Saved data entries:
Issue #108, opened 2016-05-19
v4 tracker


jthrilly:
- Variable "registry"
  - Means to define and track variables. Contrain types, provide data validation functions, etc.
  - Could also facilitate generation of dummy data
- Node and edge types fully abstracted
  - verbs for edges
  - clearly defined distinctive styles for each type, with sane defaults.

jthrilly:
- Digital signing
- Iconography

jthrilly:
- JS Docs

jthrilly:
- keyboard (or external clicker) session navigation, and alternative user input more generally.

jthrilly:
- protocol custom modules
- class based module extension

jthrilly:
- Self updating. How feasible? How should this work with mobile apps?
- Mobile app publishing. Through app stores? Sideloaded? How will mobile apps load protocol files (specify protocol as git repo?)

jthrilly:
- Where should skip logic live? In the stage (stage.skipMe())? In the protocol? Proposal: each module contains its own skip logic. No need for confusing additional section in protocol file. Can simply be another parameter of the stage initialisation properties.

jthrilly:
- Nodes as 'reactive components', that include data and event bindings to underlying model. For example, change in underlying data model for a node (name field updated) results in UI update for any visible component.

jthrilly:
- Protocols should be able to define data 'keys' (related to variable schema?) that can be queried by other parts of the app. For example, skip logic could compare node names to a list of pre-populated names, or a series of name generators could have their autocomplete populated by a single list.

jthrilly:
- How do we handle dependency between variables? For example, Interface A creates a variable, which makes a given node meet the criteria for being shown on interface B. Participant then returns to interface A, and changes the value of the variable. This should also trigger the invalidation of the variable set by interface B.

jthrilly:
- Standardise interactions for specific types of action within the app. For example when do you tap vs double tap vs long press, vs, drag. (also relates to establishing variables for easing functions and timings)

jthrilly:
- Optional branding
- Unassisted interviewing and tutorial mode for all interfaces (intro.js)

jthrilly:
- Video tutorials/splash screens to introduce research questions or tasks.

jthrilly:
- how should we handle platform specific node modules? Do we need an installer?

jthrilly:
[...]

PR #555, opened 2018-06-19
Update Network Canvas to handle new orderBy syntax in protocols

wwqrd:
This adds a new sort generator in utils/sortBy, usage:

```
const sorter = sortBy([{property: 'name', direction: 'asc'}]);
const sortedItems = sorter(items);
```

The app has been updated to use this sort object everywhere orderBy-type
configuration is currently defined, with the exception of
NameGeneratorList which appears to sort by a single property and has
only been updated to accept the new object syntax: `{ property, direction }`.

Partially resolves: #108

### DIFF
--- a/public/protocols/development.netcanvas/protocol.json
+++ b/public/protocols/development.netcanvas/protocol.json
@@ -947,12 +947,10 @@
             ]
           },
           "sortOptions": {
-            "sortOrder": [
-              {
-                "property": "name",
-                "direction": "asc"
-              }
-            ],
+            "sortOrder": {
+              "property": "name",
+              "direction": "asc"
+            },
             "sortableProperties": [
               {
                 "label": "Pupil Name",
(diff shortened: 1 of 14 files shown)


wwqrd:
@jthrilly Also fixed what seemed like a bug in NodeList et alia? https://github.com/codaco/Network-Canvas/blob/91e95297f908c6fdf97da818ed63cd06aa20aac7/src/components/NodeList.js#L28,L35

● EXERCISE OBJECTIVE:
Keep only those lines of the records that hold "skip", and return them.

● TASK ANSWER:
- Where should skip logic live? In the stage (stage.skipMe())? In the protocol? Proposal: each module contains its own skip logic. No need for confusing additional section in protocol file. Can simply be another parameter of the stage initialisation properties.
- Protocols should be able to define data 'keys' (related to variable schema?) that can be queried by other parts of the app. For example, skip logic could compare node names to a list of pre-populated names, or a series of name generators could have their autocomplete populated by a single list.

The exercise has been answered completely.